Gasmi, A, Nasreen, A, Menzel, A, Gasmi Benahmed, A, Pivina, L, Noor, S, Peana, M, Chirumbolo, S, Bjørklund, G
Molecules (Basel, Switzerland). 2022;(1)
Abstract
Neurotransmitters (NTs) are biologically active chemicals, which mediate the electrochemical transmission between neurons. NTs control numerous organic functions particularly crucial for life, including movement, emotional responses, and the physical ability to feel pleasure and pain. These molecules are synthesized from simple, very common precursors. Many types of NTs have both excitatory and inhibitory effects. Neurotransmitters' imbalance can cause many diseases and disorders, such as Parkinson's disease, depression, insomnia, increased anxiety, memory loss, etc. Natural food sources containing NTs and/or their precursors would be a potential option to help maintain the balance of NTs to prevent brain and psychiatric disorders. The level of NTs could be influenced, therefore, by targeting dietary habits and nutritional regimens.

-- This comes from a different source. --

PR #242, opened 2024-11-19
Removed deprecated context receivers

### LINKED ISSUE #223: Remove usage of Kotlin's Context Receivers
Context Receivers are being phased out. Their usage in pid-issuer must be removed.
We need to define a way forward and start implementing the required changes.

The progressive implementation of nutritional approaches in clinical practice has made it necessary to infer more about some of the nutritional NTs in neuropsychiatry. However, the importance of the intake of nutritional NTs requires further understanding, since there are no prior significant studies about their bioavailability, clinical significance, and effects on nerve cells. Interventional strategies supported by evidence should be encouraged.